> **Activity**
Search the entries below for "just". Report each line where it occurs.

::::

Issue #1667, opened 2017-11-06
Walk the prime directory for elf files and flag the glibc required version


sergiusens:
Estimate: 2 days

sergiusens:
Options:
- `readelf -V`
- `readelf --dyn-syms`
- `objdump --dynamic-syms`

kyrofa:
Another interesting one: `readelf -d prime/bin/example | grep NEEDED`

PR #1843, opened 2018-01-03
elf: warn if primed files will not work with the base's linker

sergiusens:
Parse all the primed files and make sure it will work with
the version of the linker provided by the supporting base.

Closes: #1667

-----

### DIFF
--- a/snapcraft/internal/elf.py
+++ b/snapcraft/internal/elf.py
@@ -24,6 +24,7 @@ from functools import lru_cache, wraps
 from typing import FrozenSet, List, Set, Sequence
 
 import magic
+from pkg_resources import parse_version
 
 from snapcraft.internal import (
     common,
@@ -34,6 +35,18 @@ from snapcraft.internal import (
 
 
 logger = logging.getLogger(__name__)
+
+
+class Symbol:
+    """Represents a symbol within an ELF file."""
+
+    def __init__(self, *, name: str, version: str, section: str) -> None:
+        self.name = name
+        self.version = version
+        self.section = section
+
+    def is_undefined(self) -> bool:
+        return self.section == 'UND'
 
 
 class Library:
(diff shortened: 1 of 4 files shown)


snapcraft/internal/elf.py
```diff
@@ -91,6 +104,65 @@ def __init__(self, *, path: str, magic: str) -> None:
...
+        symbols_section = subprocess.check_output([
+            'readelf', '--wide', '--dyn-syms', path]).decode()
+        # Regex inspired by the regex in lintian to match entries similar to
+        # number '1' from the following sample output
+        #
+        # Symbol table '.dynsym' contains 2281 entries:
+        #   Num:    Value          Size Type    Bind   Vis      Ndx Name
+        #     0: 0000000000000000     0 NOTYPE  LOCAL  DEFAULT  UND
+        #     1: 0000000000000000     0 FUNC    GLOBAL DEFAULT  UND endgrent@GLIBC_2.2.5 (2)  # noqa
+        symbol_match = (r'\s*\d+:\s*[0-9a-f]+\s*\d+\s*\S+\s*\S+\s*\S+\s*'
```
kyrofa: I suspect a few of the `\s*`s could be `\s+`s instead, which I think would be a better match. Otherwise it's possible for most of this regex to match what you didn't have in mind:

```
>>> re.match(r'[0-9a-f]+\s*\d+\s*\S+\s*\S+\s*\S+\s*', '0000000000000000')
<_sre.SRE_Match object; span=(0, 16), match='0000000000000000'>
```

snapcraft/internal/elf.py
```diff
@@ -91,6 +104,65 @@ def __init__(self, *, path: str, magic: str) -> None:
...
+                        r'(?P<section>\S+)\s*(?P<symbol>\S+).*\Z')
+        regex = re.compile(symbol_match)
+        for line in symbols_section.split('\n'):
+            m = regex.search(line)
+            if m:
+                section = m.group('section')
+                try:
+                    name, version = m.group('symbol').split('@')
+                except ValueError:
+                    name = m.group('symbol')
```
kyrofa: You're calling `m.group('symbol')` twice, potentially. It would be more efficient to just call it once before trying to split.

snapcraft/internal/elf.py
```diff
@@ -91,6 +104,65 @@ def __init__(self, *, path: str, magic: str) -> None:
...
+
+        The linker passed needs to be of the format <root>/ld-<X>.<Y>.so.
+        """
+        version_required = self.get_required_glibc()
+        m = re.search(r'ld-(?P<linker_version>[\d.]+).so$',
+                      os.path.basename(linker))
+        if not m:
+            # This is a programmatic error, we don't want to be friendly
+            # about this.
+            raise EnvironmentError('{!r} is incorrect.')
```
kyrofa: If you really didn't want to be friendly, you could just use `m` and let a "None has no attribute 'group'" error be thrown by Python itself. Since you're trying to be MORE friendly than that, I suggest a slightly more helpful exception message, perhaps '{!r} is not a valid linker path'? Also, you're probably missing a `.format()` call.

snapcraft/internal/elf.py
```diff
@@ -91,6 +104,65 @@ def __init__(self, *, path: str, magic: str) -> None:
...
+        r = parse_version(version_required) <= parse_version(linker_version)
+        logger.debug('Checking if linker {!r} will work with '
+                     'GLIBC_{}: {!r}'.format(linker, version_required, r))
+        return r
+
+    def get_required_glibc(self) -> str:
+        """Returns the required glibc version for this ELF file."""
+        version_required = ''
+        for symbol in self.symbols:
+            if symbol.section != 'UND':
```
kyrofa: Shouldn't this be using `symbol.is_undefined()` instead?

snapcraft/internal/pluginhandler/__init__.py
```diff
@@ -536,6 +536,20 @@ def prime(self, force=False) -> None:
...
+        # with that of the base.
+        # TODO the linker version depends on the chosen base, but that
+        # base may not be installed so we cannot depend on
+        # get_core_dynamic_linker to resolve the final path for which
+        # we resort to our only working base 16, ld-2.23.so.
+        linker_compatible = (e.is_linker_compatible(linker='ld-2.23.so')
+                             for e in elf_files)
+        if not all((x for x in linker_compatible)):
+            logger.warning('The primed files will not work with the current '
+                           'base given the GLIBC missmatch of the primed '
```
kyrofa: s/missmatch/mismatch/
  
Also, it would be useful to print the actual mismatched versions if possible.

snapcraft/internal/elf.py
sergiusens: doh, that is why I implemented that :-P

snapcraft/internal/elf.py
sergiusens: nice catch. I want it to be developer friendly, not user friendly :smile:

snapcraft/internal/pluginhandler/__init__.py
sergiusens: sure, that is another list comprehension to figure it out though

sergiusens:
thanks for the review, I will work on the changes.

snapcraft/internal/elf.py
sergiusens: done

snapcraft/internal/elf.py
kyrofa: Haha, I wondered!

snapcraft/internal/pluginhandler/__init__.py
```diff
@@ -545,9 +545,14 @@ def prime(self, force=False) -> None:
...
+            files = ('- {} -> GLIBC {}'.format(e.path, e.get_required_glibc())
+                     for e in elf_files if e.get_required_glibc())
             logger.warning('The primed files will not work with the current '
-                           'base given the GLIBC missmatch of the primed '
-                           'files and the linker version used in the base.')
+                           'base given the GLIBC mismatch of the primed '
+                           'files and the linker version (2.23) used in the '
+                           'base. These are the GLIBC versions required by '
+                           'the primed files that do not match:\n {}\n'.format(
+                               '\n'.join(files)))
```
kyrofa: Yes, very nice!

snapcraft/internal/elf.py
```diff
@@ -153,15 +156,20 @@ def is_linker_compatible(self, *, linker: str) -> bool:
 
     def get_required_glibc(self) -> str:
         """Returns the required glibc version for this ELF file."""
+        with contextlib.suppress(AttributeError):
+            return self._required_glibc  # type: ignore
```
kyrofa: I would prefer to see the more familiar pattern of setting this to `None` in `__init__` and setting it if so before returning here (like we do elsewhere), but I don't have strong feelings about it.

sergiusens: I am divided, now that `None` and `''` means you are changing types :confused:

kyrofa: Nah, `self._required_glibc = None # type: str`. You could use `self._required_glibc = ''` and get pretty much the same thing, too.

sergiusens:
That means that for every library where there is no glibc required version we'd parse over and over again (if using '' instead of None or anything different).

::::

> **Response to the exercise**
kyrofa: You're calling `m.group('symbol')` twice, potentially. It would be more efficient to just call it once before trying to split.
kyrofa: If you really didn't want to be friendly, you could just use `m` and let a "None has no attribute 'group'" error be thrown by Python itself. Since you're trying to be MORE friendly than that, I suggest a slightly more helpful exception message, perhaps '{!r} is not a valid linker path'? Also, you're probably missing a `.format()` call.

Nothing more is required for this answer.